§ **GIVEN RECORDS**
Content starts
PR #2738, opened 2025-09-20
Av trainer components 6

Al-does:
Brought agent code back in but the optimizer sends weights to nan after the first backwards.

[Asana Task](https://app.asana.com/1/1209016784099267/project/1210348820405981/task/1211415240262719)


relh:
https://github.com/Metta-AI/metta/pull/2743 picked meaningful changes here and incorporated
Content ends
Return each line from the material that includes the string "https".

§ **RESPONSE FOR THIS EXERCISE**
[Asana Task](https://app.asana.com/1/1209016784099267/project/1210348820405981/task/1211415240262719)
https://github.com/Metta-AI/metta/pull/2743 picked meaningful changes here and incorporated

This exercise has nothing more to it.